Akademik Veri Yönetim Sistemi
Turkish Journal of Medical Sciences, cilt.30, sa.2, ss.109-113, 2000 (Scopus)
In recent years, Endothelin-1 (ET-1), Platelet Activating Factor (PAF) and thromboxane have been considered responsible for the pathogenesis of acute cyclosporine nephrotoxicity (ACN). The aim of this study was to investigate the effects of the PAF antagonist gingko glycosid (EGb 761) on both renal histology and ET-1 and Nitric Oxide (NO) levels in experimental ACN. This study was carried out on 30 albino rabbits, divided into three groups. They were: group A (n=10) the control, group B (n=10), which was given intravenous cyclosporine (15mg/kg/day) and group C (n=10), which was given oral gingko glycosid (2.5mg/kg/day) in addition to cyclosporine. Plasma ET-1 and NO levels and renal histology were investigated in all of the groups. Data analysis was performed by Kruskall-Wallis one-way Anova and Mann Whitney-U tests. Plasma ET-1 levels in group B and C were higher than in the controls (p<0.0002, p<0.0002, respectively).

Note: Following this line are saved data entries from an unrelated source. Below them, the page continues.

PR #2369, opened 2026-06-10
[BugFix][CuTeDSL] Fix TileKernels scan, optional-shape, and e5m6 paths

JayceSu98:
## Summary

This PR fixes the CuTeDSL lowering/runtime gaps that blocked TileKernels full functional coverage on H100, plus small review-driven correctness hardening for the same touched CuTeDSL paths.

## TileKernels Blockers

These are the changes directly needed by the TileKernels full CuTeDSL run:

- **Scan lowering and buffer addressing**
  - Rework `CumSum1D`/`CumSum2D` to carry prefix state across 32-lane segments, matching the CUDA scan behavior used by MoE routing prefix calculations.
  - Route `CumMax1D`/`CumMax2D` through the same line-scan implementation so the CuTeDSL scan helpers stay consistent.
  - Add shared index linearization for non-flat buffer loads/stores, `address_of`/`reinterpret`, and atomic pointer lowering.

- **Dynamic shape and optional tensor ABI handling**
  - Track all candidate sources for each dynamic symbol and resolve runtime values from the first live tensor.
  - Keep missing shape symbols strict for output allocation and launch dimensions.
  - Allow zero placeholders only for dead optional stride/ABI symbols that no longer have a live tensor source after optional-argument pruning.
  - Handle optional host ABI symbols in `top2_sum_gate` variants where optional tensors are compiled out.

- **CuTeDSL control-flow and mutable-vector correctness**
  - Recognize `if cond: stores; thread_return()` and guard the fallthrough body correctly.
  - Avoid reusing SSA aliases for vector operands containing `BufferLoad`, so mutable local tensors are reloaded after intervening stores.

- **E5M6 bit packing**
  - Promote narrow integer shift operands before widening casts, matching CUDA C integer-promotion behavior for packed e5m6 construction.

## Review Hardening

These are not separate TileKernels blockers. They are correctness boundaries for the same generic TileLang/CuTeDSL changes above and were added in response to review:

- Shift promotion now requires matching signedness, avoiding logical right shifts for signed source values widened to unsigned destinations.
- Rank-1 explicit-stride buffer accesses no longer bypass linearization, while vectorized/no-stride one-index `Ramp` accesses keep the previous fast path.
- Reverse `cummax` no longer lets inactive lanes in a partial segment contribute zero to negative-valued tails. The regression uses `block_N=40, threads=64` so CUDA's scan template constraints are respected while CuTeDSL still covers the `active=8` tail case.

## Commit Map

| Commit | Purpose |
| --- | --- |
| `[BugFix] Complete CuTeDSL scan lowering for TileKernels` | Scan carry across segments, non-flat buffer linearization, `match_any_sync`, thread-tag fallback, and review hardening for rank-1 stride / reverse-cummax tail semantics. |
| `[BugFix] Resolve CuTeDSL dynamic shapes from live tensors` | Resolve repeated dynamic symbols from live tensors instead of the first optional/`None` candidate. |
| `[BugFix] Permit dead optional CuTeDSL stride symbols` | Allow only stride-only dead optional ABI placeholders to resolve to zero. |
| `[BugFix] Fix CuTeDSL optional ABI and early-return codegen` | Optional host ABI placeholders, `stores; thread_return()` lowering, and mutable vector reload correctness. |
| `[BugFix] Promote narrow CuTeDSL shifts before wide casts` | Preserve e5m6 packed bits for `uint16 << 20` style expressions, with signedness guard. |

## Validation Environment

Local validation was run with:

- GPU: NVIDIA H100 PCIe
- CUDA toolkit / NVCC: CUDA 13.2, `nvcc` 13.2.78
- `cutlass.__version__`: 4.5.0

CuTeDSL-focused validation used:

```bash
TILELANG_TARGET=cutedsl
TILELANG_DISABLE_CACHE=1
```

For the CUDA-backend regression check that guards the shared language test, `TILELANG_TARGET` was intentionally left unset so the default CUDA backend path was exercised.

## Validation

- `cmake --build build -j 32`
- `ruff check testing/python/target/test_tilelang_codegen_cutedsl_integer_shift.py testing/python/language/test_tilelang_language_scan.py tilelang/contrib/cutedsl/reduce.py`
- `git diff --check origin/main..HEAD`
- `pytest testing/python/target/test_tilelang_codegen_cutedsl_integer_shift.py -q --tb=short`: 2 passed
- `pytest testing/python/target/test_tilelang_codegen_cutedsl_scan.py testing/python/language/test_tilelang_language_scan.py -q --tb=short` with `TILELANG_TARGET=cutedsl`: 13 passed
- `pytest testing/python/language/test_tilelang_language_scan.py::test_cummax_smem_1d -q --tb=short` with default CUDA backend: 1 passed
- `pytest testing/python/language/test_tilelang_language_scan.py::test_cummax_smem_1d -q --tb=short` with `TILELANG_TARGET=cutedsl`: 1 passed
- TileKernels full CuTeDSL run on H100 with `-n 2`: remaining failures were 8 reference-path CUDA OOM cases in `swiglu_backward_and_per_token_cast`; rerunning those exact node ids with `-n 1` passed, classifying them as parallel memory-budget failures rather than CuTeDSL correctness failures.

## Summary by CodeRabbit

* **New Features**
  * Improved CuTeDSL codegen for multi-dimensional buffer indexing and safer conditional return emission.
  * Reworked CuTeDSL segmented warp scans for `cumsum`/`cummax` with better correctness in tail segments.

* **Bug Fixes**
  * Fixed integer shift lowering by promoting narrow shifts before casts and avoiding incorrect cross-signedness promotion.
  * Enhanced dynamic symbol resolution for optional tensors (shape/stride now resolves from live inputs or uses configured fallback).

* **Tests**
  * Added/extended adapter and reduction/codegen regression tests, including optional-symbol cases and additional `cummax` scenarios.

### DIFF
--- a/tilelang/contrib/cutedsl/reduce.py
+++ b/tilelang/contrib/cutedsl/reduce.py
@@ -115,7 +115,7 @@ def bar_sync_ptx(barrier_id, number_of_threads):
 
 
 # Import shuffle functions from warp module
-from .warp import __shfl_up_sync, __shfl_down_sync
+from .warp import __shfl_sync, __shfl_up_sync, __shfl_down_sync
 
 
 def _warp_prefix_sum_forward(val, lane, MASK=0xFFFFFFFF):
@@ -123,7 +123,7 @@ def _warp_prefix_sum_forward(val, lane, MASK=0xFFFFFFFF):
     Warp-level inclusive prefix sum (forward).
     Uses shfl.up to propagate values from lower lanes.
     """
-    # Unrolled loop for SEG=32: off = 1, 2, 4, 8, 16
+    # Unrolled loop for WARP_SIZE=32: off = 1, 2, 4, 8, 16
     n = __shfl_up_sync(MASK, val, 1)
     val = cutlass.select_(lane >= 1, val + n, val)
     n = __shfl_up_sync(MASK, val, 2)
@@ -142,18 +142,18 @@ def _warp_prefix_sum_reverse(val, lane, MASK=0xFFFFFFFF):
     Warp-level inclusive prefix sum (reverse).
     Uses shfl.down to propagate values from higher lanes.
     """
-    SEG = 32
-    # Unrolled loop for SEG=32: off = 1, 2, 4, 8, 16
+    WARP_SIZE = 32
+    # Unrolled loop for WARP_SIZE=32: off = 1, 2, 4, 8, 16
     n = __shfl_down_sync(MASK, val, 1)
-    val = cutlass.select_(lane < SEG - 1, val + n, val)
+    val = cutlass.select_(lane < WARP_SIZE - 1, val + n, val)
     n = __shfl_down_sync(MASK, val, 2)
-    val = cutlass.select_(lane < SEG - 2, val + n, val)
+    val = cutlass.select_(lane < WARP_SIZE - 2, val + n, val)
     n = __shfl_down_sync(MASK, val, 4)
-    val = cutlass.select_(lane < SEG - 4, val + n, val)
+    val = cutlass.select_(lane < WARP_SIZE - 4, val + n, val)
     n = __shfl_down_sync(MASK, val, 8)
-    val = cutlass.select_(lane < SEG - 8, val + n, val)
+    val = cutlass.select_(lane < WARP_SIZE - 8, val + n, val)
     n = __shfl_down_sync(MASK, val, 16)
-    val = cutlass.select_(lane < SEG - 16, val + n, val)
+    val = cutlass.select_(lane < WARP_SIZE - 16, val + n, val)
     return val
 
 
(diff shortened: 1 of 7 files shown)


tilelang/contrib/cutedsl/reduce.py
```diff
@@ -268,60 +341,24 @@ def run(self, src: cute.Pointer, dst: cute.Pointer, H, W):
         MASK = 0xFFFFFFFF
         tidx, _, _ = cute.arch.thread_idx()
         lane = tidx % self.SEG
-        row = tidx // self.SEG
+        item = tidx // self.SEG
+        tile = self.threads // self.SEG
```
cherichy: self.SEG is currently delegated in _scan_line_*, which is only used as warp_size in the class CumSum1D and 2D. Please consider change the name into WARP_SIZE.

cherichy (dismissed):
LGTM, Thanks for the contribution.

JayceSu98:
Addressed the scan naming review by renaming the CuTeDSL scan warp-width member from `self.SEG` to `self.WARP_SIZE` and updating the local scan helper constants/comments from `SEG` to `WARP_SIZE`. The behavior is unchanged; this is folded into the existing scan-lowering commit.

JayceSu98:
Updated the branch for the CuTeDSL host-codegen test review.

What changed:

- Added `_require_cutedsl()` before the three adapter tests that import `tilelang.jit.adapter.cutedsl.adapter` directly:
  - `test_cutedsl_adapter_resolves_dynamic_symbol_from_live_tensor_candidate`
  - `test_cutedsl_adapter_allows_optional_stride_symbol_without_live_tensor`
  - `test_cutedsl_adapter_allows_optional_abi_shape_symbol_without_live_tensor`

Why this is needed:

- These tests exercise CuTeDSL adapter internals and import `CuTeDSLKernelAdapter` directly.
- In environments without the CuTeDSL Python stack, the project convention is to skip via `_require_cutedsl()` instead of failing during import.
- Other tests in this module already follow that pattern through `_lower_cutedsl()` or an explicit `_require_cutedsl()` call, so these adapter regression tests should do the same.

I also simplified the small helper TIR programs used by these adapter tests:

- The tests only need dynamic symbols from function parameter shapes/strides so that `_process_dynamic_symbolic()` and `_resolve_dynamic_symbolic_value()` can be exercised.
- They do not need to test dynamic `T.Kernel(T.ceildiv(N, 64), ...)` launch lowering.
- After rebasing onto the latest `origin/main`, dynamic kernel launch materialization changed enough that those helper bodies became an unrelated dependency and failed before the adapter logic was reached.
- Replacing those helper bodies with `T.evaluate(0)` keeps the tests focused on adapter symbol resolution and avoids coupling them to dynamic launch lowering.

The update was folded into the existing commit history; no standalone review-fix commit was added.

Validated locally after installing the missing pytest/ruff tooling for `python3.12`:

- `python3.12 -m ruff format --check testing/python/jit/test_tilelang_jit_cutedsl_host_codegen.py tilelang/contrib/cutedsl/reduce.py`
- `python3.12 -m ruff check testing/python/jit/test_tilelang_jit_cutedsl_host_codegen.py tilelang/contrib/cutedsl/reduce.py`
- `python3.12 -m py_compile testing/python/jit/test_tilelang_jit_cutedsl_host_codegen.py tilelang/contrib/cutedsl/reduce.py`
- `git diff --check`
- `python3.12 -m pytest testing/python/jit/test_tilelang_jit_cutedsl_host_codegen.py::test_cutedsl_adapter_resolves_dynamic_symbol_from_live_tensor_candidate testing/python/jit/test_tilelang_jit_cutedsl_host_codegen.py::test_cutedsl_adapter_allows_optional_stride_symbol_without_live_tensor testing/python/jit/test_tilelang_jit_cutedsl_host_codegen.py::test_cutedsl_adapter_allows_optional_abi_shape_symbol_without_live_tensor -q`

Result: `3 passed, 10 warnings`.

Plasma NO levels in groups B and C were lower than in the controls (p<0.0002, p<0047, respectively). However, group C had high NO levels and low ET-1 levels compared to group B (p<0.004, p<0.0002, respectively). Renal histological findings of ACN were observed in group B, and to a lesser extent in group C. Consequently, it was established that the PAF antagonist Gingko glycosid Egb 761 partially improved both the renal histology and plasma ET-1 and NO levels in experimental ACN.